# SUPPLIED MATERIAL:
○ ○ ○ ○ ○

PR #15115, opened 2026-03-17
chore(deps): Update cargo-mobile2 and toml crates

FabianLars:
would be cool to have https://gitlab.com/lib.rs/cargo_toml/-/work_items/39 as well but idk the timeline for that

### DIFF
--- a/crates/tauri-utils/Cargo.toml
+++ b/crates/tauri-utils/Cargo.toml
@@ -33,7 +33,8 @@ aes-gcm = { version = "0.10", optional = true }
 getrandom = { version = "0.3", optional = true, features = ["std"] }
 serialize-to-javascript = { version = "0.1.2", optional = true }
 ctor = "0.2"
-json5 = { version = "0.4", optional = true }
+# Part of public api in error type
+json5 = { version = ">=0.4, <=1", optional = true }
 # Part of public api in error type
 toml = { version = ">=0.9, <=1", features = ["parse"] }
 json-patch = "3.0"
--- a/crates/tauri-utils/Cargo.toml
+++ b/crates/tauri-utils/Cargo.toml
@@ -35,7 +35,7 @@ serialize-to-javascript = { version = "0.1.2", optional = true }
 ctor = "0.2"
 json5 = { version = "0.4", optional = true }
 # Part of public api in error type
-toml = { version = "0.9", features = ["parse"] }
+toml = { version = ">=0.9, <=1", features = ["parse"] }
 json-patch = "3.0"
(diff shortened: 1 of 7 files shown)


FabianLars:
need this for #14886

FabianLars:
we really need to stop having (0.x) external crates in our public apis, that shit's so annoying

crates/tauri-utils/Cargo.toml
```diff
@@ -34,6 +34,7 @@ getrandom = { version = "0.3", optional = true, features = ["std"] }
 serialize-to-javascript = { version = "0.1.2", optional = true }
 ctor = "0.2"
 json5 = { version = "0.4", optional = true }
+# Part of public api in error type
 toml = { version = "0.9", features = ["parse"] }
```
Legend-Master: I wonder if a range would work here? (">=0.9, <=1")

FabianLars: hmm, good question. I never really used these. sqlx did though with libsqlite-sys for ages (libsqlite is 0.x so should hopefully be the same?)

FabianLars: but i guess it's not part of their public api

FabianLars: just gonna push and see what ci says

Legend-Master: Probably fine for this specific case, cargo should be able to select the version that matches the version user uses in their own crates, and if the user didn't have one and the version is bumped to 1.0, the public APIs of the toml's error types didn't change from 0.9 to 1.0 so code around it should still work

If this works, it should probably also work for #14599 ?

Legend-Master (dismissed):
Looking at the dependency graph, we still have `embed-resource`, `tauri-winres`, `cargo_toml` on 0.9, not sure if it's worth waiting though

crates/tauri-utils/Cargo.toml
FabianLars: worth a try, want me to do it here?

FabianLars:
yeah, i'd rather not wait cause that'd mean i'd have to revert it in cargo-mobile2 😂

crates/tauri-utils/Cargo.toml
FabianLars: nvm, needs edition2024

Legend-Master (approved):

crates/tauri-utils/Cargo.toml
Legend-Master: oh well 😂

○ ○ ○ ○ ○

# WHAT IS REQUIRED:
When a line among the entries above contains "parse", copy it.

# SOLVED EXERCISE:
 toml = { version = ">=0.9, <=1", features = ["parse"] }
-toml = { version = "0.9", features = ["parse"] }
+toml = { version = ">=0.9, <=1", features = ["parse"] }
 toml = { version = "0.9", features = ["parse"] }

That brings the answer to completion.